## Activity
The output should match the data below line for line.

----- Records provided

PR #4011, opened 2024-05-09
Update Twitter logo

andysellick:
## What
Update the old Twitter logo in the share links component to match the new Twitter logo, which is an X.

## Why
The Twitter logo recently changed from a bird to an X. In order to keep up with Twitter, we should update the Twitter logo. Twitter logo sourced from Twitter's own brand pages.

Note that this change will update all of the Twitter logos on GOV.UK where this component is being used to to link to Twitter pages or allowing users to follow organisations on Twitter.

## Visual Changes
This is an example of the new Twitter logo in the share links component.

Screenshot 2024-05-09 at 15 21 51

Trello card: https://trello.com/c/Qb9h2prz/109-update-twitter-icon


andysellick:
@maxgds the technical work for this is pretty small, as you can see. There's a wider question about how we refer to Twitter (Twitter/X/the organisation formerly known as Twitter?) but that's text that's passed to the component rather than hard coded inside it, so I suggest we get this change out and look at the text separately. Thoughts?

maxgds:
Seems like a sensible approach, but please get a design sign off before putting it out. Suggest @JeremyHHY is probably best placed for that.

JeremyHHY:
@andysellick hey up, this looks good to me. And the approach regarding what to call it makes sense as a separate thing for now. 

I would suggest that we should put all social media icons into a circle so that they become consistent visually as currently could get a little visually misaligned when stacked in a vertical list – though we can review this after this work is done and see how it turns out.

Consider this design signed off. :)

AshGDS (approved):

PR #4019, opened 2024-05-13
WIP - Switch from standardx to eslint with standard config

richardTowers:
[standardx](https://github.com/standard/standardx) appears to be a bit... unmaintained. It's pinning us to a pretty old version of eslint, and a few other dependencies.

We switched to using eslint in Whitehall in https://github.com/alphagov/whitehall/pull/8178

We should consider rolling this out everywhere.

TODO - more details on what dependencies we're stuck on, and the horrible story of the eslint config file format :see_no_evil:

### DIFF
--- a/.eslintrc.js
+++ b/.eslintrc.js
@@ -1,0 +1,23 @@
+module.exports = {
+  extends: 'standard',
+  rules: {
+    'no-var': 0,
+    'object-shorthand': 0
+  },
+  ignorePatterns: [
+    'app/assets/javascripts/component_guide/vendor/**/*.js',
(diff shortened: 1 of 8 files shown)


kevindew:
It might be worth a chat with the design system about this idea as we've traditionally tried to align CSS and JS linting across GDS with Design System tending to be the leaders in the decision. We've got it documented in the GDS way to use standard and only switched to standardx for GOV.UK's legacy approach to JS.

I do agree that standard seems to not really be a moving project anymore. It'd be cool if we could replace it with something that played nicely with prettier too (I think eslint does) given the CSS linter (stylelint) expects you to have that

PR #4020, opened 2024-05-13
Add a linting rule to enforce 'use strict'

richardTowers:
This is a draft PR just to show where we're not using strict mode


andysellick:
@richardTowers is this PR still needed? I think as we've now deployed the switch to `type="module"` this work is done?

richardTowers:
Yep, no need for this now - it was just to identify which functions weren't already using strict mode, and they all will be now we're on type="module" 🎉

----------

## Response to the exercise
PR #4011, opened 2024-05-09
Update Twitter logo

andysellick:
## What
Update the old Twitter logo in the share links component to match the new Twitter logo, which is an X.

## Why
The Twitter logo recently changed from a bird to an X. In order to keep up with Twitter, we should update the Twitter logo. Twitter logo sourced from Twitter's own brand pages.

Note that this change will update all of the Twitter logos on GOV.UK where this component is being used to to link to Twitter pages or allowing users to follow organisations on Twitter.

## Visual Changes
This is an example of the new Twitter logo in the share links component.

Screenshot 2024-05-09 at 15 21 51

Trello card: https://trello.com/c/Qb9h2prz/109-update-twitter-icon


andysellick:
@maxgds the technical work for this is pretty small, as you can see. There's a wider question about how we refer to Twitter (Twitter/X/the organisation formerly known as Twitter?) but that's text that's passed to the component rather than hard coded inside it, so I suggest we get this change out and look at the text separately. Thoughts?

maxgds:
Seems like a sensible approach, but please get a design sign off before putting it out. Suggest @JeremyHHY is probably best placed for that.

JeremyHHY:
@andysellick hey up, this looks good to me. And the approach regarding what to call it makes sense as a separate thing for now. 

I would suggest that we should put all social media icons into a circle so that they become consistent visually as currently could get a little visually misaligned when stacked in a vertical list – though we can review this after this work is done and see how it turns out.

Consider this design signed off. :)

AshGDS (approved):

PR #4019, opened 2024-05-13
WIP - Switch from standardx to eslint with standard config

richardTowers:
[standardx](https://github.com/standard/standardx) appears to be a bit... unmaintained. It's pinning us to a pretty old version of eslint, and a few other dependencies.

We switched to using eslint in Whitehall in https://github.com/alphagov/whitehall/pull/8178

We should consider rolling this out everywhere.

TODO - more details on what dependencies we're stuck on, and the horrible story of the eslint config file format :see_no_evil:

### DIFF
--- a/.eslintrc.js
+++ b/.eslintrc.js
@@ -1,0 +1,23 @@
+module.exports = {
+  extends: 'standard',
+  rules: {
+    'no-var': 0,
+    'object-shorthand': 0
+  },
+  ignorePatterns: [
+    'app/assets/javascripts/component_guide/vendor/**/*.js',
(diff shortened: 1 of 8 files shown)


kevindew:
It might be worth a chat with the design system about this idea as we've traditionally tried to align CSS and JS linting across GDS with Design System tending to be the leaders in the decision. We've got it documented in the GDS way to use standard and only switched to standardx for GOV.UK's legacy approach to JS.

I do agree that standard seems to not really be a moving project anymore. It'd be cool if we could replace it with something that played nicely with prettier too (I think eslint does) given the CSS linter (stylelint) expects you to have that

PR #4020, opened 2024-05-13
Add a linting rule to enforce 'use strict'

richardTowers:
This is a draft PR just to show where we're not using strict mode


andysellick:
@richardTowers is this PR still needed? I think as we've now deployed the switch to `type="module"` this work is done?

richardTowers:
Yep, no need for this now - it was just to identify which functions weren't already using strict mode, and they all will be now we're on type="module" 🎉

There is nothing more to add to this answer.